__EXERCISE OBJECTIVE__
What do the lines from the top of the data through the line with "It would be great" say? Quote them exactly and include both ends.

__RECORDED DATA__

----------

Issue #1703, opened 2020-07-15
Different "views" in the left pane


FBachofner:
It would be great if Contacts would have an easier way to show what is in a particular address book (or, possibly, group of books).

Right now, if a user has multiple address books, the _only_ apparent way to show what is in a single (or multiple) address book(s) is to turn off (i.e. uncheck "enabled") ALL the "unwanted" books.

It would be fantastic if "views" for each address book (similar to the "all contacts" view) could be placed in the left pane.

Clicking on such a "view"(or multi-selecting from multiple books somehow) would then show only contacts from selected books in the middle pane/column (i.e. the contacts pane)

skjnldsv:
SO listing the addressbooks as clickable entries out of the settings menu and on the navigation?
@jancborchardt what do you think? I always thought the addressbooks were too hidden in the settings. We could list them as a collapsible entry just above the settings, like we do with trashbin for example?

![Capture d’écran_2020-07-15_08-05-34](https://user-images.githubusercontent.com/14975046/87509508-fc9d6900-c671-11ea-86d5-04d3590cf46e.png)

FBachofner:
@skjnldsv this is an interesting, slightly different approach to what I was thinking.

I think it could work well and _might also more clearly expose to users how to add address books_.  Look for example at recent issue [1635](https://github.com/nextcloud/contacts/issues/1635) to see how various people have trouble with this.

Thanks for your consideration!

jancborchardt:
So, the default case and most often used for regular people will be 1 address bool, that's it. Other products don't even really have the notions of different address books. It's different groups and that's that.

However, we can improve the design for people who do worl with multiple address books. It shouldn't mess with the default experience though. So how about:
- The normal experience stays like it is
- If there are 2+ address books, the display is more like in the Mail app, with subheadings for the address books (like the accounts in Mail) and a unified list too.

mburnicki:
Hi, I'd just like to leave a note here:

Currently I have about 2800 contacts in 45 address books, private ones, business ones, shared with specific groups of other people, etc.

There are about 100 contact groups that share contacts from different address books. I consider groups as a second way to sort contacts.

For example if you have a huge number of items or objects you could group them either by forms (round or cornered) or by colors (red, green, ...) and of course the resulting groups would intersect with each other. In a similar way I use address books and contact groups.

[...]

PR #2372, opened 2021-07-22
Streamline Settings

szaimen:
This PR is best reviewed like this: https://github.com/nextcloud/contacts/pull/2372/files?diff=unified&w=1

| Before | After |
|---|---|
| image | image |

Signed-off-by: szaimen <szaimen@e.mail.de>

### DIFF
--- a/css/SettingsSection.scss
+++ b/css/SettingsSection.scss
@@ -22,26 +22,62 @@
  */
 
 // contacts settings section
+.app-contacts #app-settings-content {
+    padding-left: 0px !important;
+}
+
 #app-settings-content {
 	.settings-section {
 		display: flex;
 		align-items: center;
-		margin-top: 5px;
 	}
+}
+
+.new-addressbook-entry {
+	display: flex;
+	align-items: center;
 }
 
 #new-addressbook-form {
 	display: flex;
+	width: calc(100% - 44px);
 	input {
 		margin-top: 0;
 		margin-bottom: 0;
 	}
 }
 
+.settings-addressbook-list {
+	display: flex;
+	li {
+		width: calc(100% - 44px);
+	}
+	&__header {
+		padding-left: 44px;
+		color: var(--color-primary-element);
+	}
+}
+
+.settings-line__icon {
+	width: 44px;
+	height: 44px;
+}
+
+.social-sync__list-entry {
+	label::before {
+		margin-left: 14px !important;
+		margin-right: 14px !important;
+	}
+	em {
+		margin-left: 44px !important;
+	}
+}
+
 // Sort Contacts
 .sort-contacts {
+	display: flex;
 	.multiselect {
-		width: 100%;
+		width: calc(100% - 44px);
 		margin: 0;
 		.multiselect__single {
 			padding-right: 24px !important;
@@ -49,6 +85,9 @@
 			background-position: right 4px center;
 
 			@include icon-color('triangle-s', 'actions', $color-black, 1, true);
+		}
+		&__content-wrapper {
+			bottom: unset !important;
 		}
 	}
 }
@@ -73,6 +112,10 @@
 		width: 100%;
 		margin: 0;
 		margin-top: -1px;
+	}
+	&__button-main {
+		margin-left: 10px;
+		width: calc(100% - 10px) !important;
 	}
 }
 
--- a/src/components/AppNavigation/SettingsSection.vue
+++ b/src/components/AppNavigation/SettingsSection.vue
@@ -23,7 +23,8 @@
 
 <template>
 	<div>
-		<div v-if="allowSocialSync">
+		<SettingsSortContacts class="settings-section" />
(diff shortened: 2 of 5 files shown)


szaimen:
Every time when I try to compile the js it fails with 
`npm WARN tarball tarball data for cdav-library@git+ssh://git@github.com/nextcloud/cdav-library.git#e62c7c9942d6759743dc9a0350921e898440f2d5 (sha512-xgZ7MVeYeiXwQl5SuyXRVxXPM2swxG46HS0m0IFQ2SmzOgBTm3AdzUFJicggJ34e3SIzrFniWaftkhr550eyJw==) seems to be corrupted.`

skjnldsv:
Requires @jancborchardt approval.
But there was different plans for the settings: https://github.com/nextcloud/contacts/issues/1703#issuecomment-703083443

szaimen:
> But there was different plans for the settings: [#1703 (comment)](https://github.com/nextcloud/contacts/issues/1703#issuecomment-703083443)

Yes but until it isn't inside a modal which I am not able to do myself, I thought this was a good small fix which improves the readability of the settings by a lot, imho.

src/components/AppNavigation/SettingsSection.vue
```diff
@@ -23,7 +23,7 @@
 
 <template>
 	<div>
-		<div v-if="allowSocialSync">
+		<div v-if="allowSocialSync" class="socialSyncListEntry">
```
artonge, line 26: Should use [BEM naming style](https://cssguidelin.es/#bem-like-naming)

```suggestion
 		<div v-if="allowSocialSync" class="social-sync__list-entry">
```

css/SettingsSection.scss
```diff
@@ -26,22 +26,57 @@
...
+	align-items: center;
+	.icon-add {
+		width: 44px;
+		height: 44px;
 	}
 }
 
 #new-addressbook-form {
 	display: flex;
+	width: calc(100% - 44px);
```
artonge, line 43: Not a fan of specifying width en elements that do not need to be constrained. Can't the browser guess that width from the parent ?

css/SettingsSection.scss
```diff
@@ -26,22 +26,57 @@
...
-		margin-top: 5px;
+	}
+}
+
+.new-addressbook-entry {
+	display: flex;
+	align-items: center;
+	.icon-add {
+		width: 44px;
+		height: 44px;
```
artonge, line 37: Could be grouped with other icon styles in a shared class like `settings-line__icon` or something.

artonge (changes requested):

src/components/AppNavigation/SettingsSection.vue
szaimen: done

css/SettingsSection.scss
szaimen: done

jancborchardt:
Hmm, so since these icons would not be there when moving the settings to the modal, I would say we don’t need to add them here. (And also e.g. the icon is better inside the "Import contacts" button than outside it. :)

szaimen:
> Hmm, so since these icons would not be there when moving the settings to the modal, I would say we don’t need to add them here.

The question is how long it will take to bring the settings into the Modal since the current settings are really bad from a        usability perspective, imo. So I'd rather merge this and revert it when bringing it into the settings modall than living with it for another release 😅

css/SettingsSection.scss
szaimen: that doesn't work unfortunately.

szaimen:
> (And also e.g. the icon is better inside the "Import contacts" button than outside it. :)

I've reverted that change, see updated screenshot.

nimisha-vijay:
If we are moving to a modal soon then these changes will not be in effect for too long, but I do think the icons look good. Couple of suggestions:
- move the content of the settings menu slightly to the left so that the checkbox and icons in the content are left aligned with the settings icon in the header, and all the text of the header and content is left aligned as well
- "Enter new address book name" can be changed to something shorter like "Add new address book"?

szaimen:
@nimisha-vijay thanks for the feedback! :)
Addressed both points, see updated screenshots

artonge (approved):
OK, code wise

jancborchardt:
Ok – then I just have 2 more pieces of feedback :)
- The sorting setting would be better as the first item in the settings, as it’s the most basic one.
- The address books could do with a header "Address books" to actually understand what they are. (This heading should also have some whitespace above so that section is a bit separated from the two simpler settings above.)

szaimen:
Done. Please have another look at the updated screenshots @jancborchardt and @nimisha-vijay :)

jancborchardt (approved):

szaimen:
@artonge do you mind reviewing the code another time? I made some small changes...

Pytal (approved):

----------

__ANSWER TO THIS EXERCISE__
Issue #1703, opened 2020-07-15
Different "views" in the left pane


FBachofner:
It would be great if Contacts would have an easier way to show what is in a particular address book (or, possibly, group of books).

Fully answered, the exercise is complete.